What is needed here is an exact transcription of all the entries.

== INFORMATION ==

PR #261, opened 2023-05-23
SDKS-2509 Cancelling WebAuthn Key Selection dialog result with NotAllowedError, simulate as canceling WebAuthn Authentication.

witrisna:
# JIRA Ticket

[SDKS-2509](https://bugster.forgerock.org/jira/browse/SDKS-2509)

# Description

Cancelling WebAuthn Key Selection dialog result with NotAllowedError, simulate as canceling WebAuthn Authentication.


jeyanthanperiyasamy (approved):

forgerock-auth/src/main/java/org/forgerock/android/auth/webauthn/WebAuthKeySelectionFragment.kt
```diff
@@ -38,17 +40,10 @@ class WebAuthKeySelectionFragment : DialogFragment() {
...
-            field?.invokeOnCancellation {
-                if (this.isVisible) {
-                    dismiss()
-                }
-            }
-        }
 
     override fun onCreate(savedInstanceState: Bundle?) {
         super.onCreate(savedInstanceState)
+        isCancelable = false
```
jeyanthanperiyasamy, line 46: just a question . so if you set this , user cannot tap outside the dialog, they have to explicitly press the Cancel button. is that right ?

PR #268, opened 2023-06-29
Add ability to manually refresh access token

MAKARD:
# JIRA Ticket

N/A

# Description

Added an ability manually refresh access token regardless of its lifetime. 
Conforms to the same feature on iOS SDK within PR https://github.com/ForgeRock/forgerock-ios-sdk/pull/219

### DIFF
--- a/forgerock-auth/src/main/java/org/forgerock/android/auth/FRUser.java
+++ b/forgerock-auth/src/main/java/org/forgerock/android/auth/FRUser.java
@@ -96,6 +96,19 @@ public class FRUser {
     }
 
     /**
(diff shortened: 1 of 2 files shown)


jeyanthanperiyasamy:
Tests required for this change

MAKARD:
> Tests required for this change

I would really appreciate if you could do that instead of me, ‘cause I’m not android developer really

george-bafaloukas-forgerock:
Hi @MAKARD  I think it is best if we close the PR and integrate the changes in a branch originated internally, so that we can sort the tests and the pipelines.
Thanks a lot for your effort and raising this PR.
We will keep you updated on the next steps.

Kind regards,
George Bafaloukas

===

• **WORKED SOLUTION**
PR #261, opened 2023-05-23
SDKS-2509 Cancelling WebAuthn Key Selection dialog result with NotAllowedError, simulate as canceling WebAuthn Authentication.

witrisna:
# JIRA Ticket

[SDKS-2509](https://bugster.forgerock.org/jira/browse/SDKS-2509)

# Description

Cancelling WebAuthn Key Selection dialog result with NotAllowedError, simulate as canceling WebAuthn Authentication.


jeyanthanperiyasamy (approved):

forgerock-auth/src/main/java/org/forgerock/android/auth/webauthn/WebAuthKeySelectionFragment.kt
```diff
@@ -38,17 +40,10 @@ class WebAuthKeySelectionFragment : DialogFragment() {
...
-            field?.invokeOnCancellation {
-                if (this.isVisible) {
-                    dismiss()
-                }
-            }
-        }
 
     override fun onCreate(savedInstanceState: Bundle?) {
         super.onCreate(savedInstanceState)
+        isCancelable = false
```
jeyanthanperiyasamy, line 46: just a question . so if you set this , user cannot tap outside the dialog, they have to explicitly press the Cancel button. is that right ?

PR #268, opened 2023-06-29
Add ability to manually refresh access token

MAKARD:
# JIRA Ticket

N/A

# Description

Added an ability manually refresh access token regardless of its lifetime. 
Conforms to the same feature on iOS SDK within PR https://github.com/ForgeRock/forgerock-ios-sdk/pull/219

### DIFF
--- a/forgerock-auth/src/main/java/org/forgerock/android/auth/FRUser.java
+++ b/forgerock-auth/src/main/java/org/forgerock/android/auth/FRUser.java
@@ -96,6 +96,19 @@ public class FRUser {
     }
 
     /**
(diff shortened: 1 of 2 files shown)


jeyanthanperiyasamy:
Tests required for this change

MAKARD:
> Tests required for this change

I would really appreciate if you could do that instead of me, ‘cause I’m not android developer really

george-bafaloukas-forgerock:
Hi @MAKARD  I think it is best if we close the PR and integrate the changes in a branch originated internally, so that we can sort the tests and the pipelines.
Thanks a lot for your effort and raising this PR.
We will keep you updated on the next steps.

Kind regards,
George Bafaloukas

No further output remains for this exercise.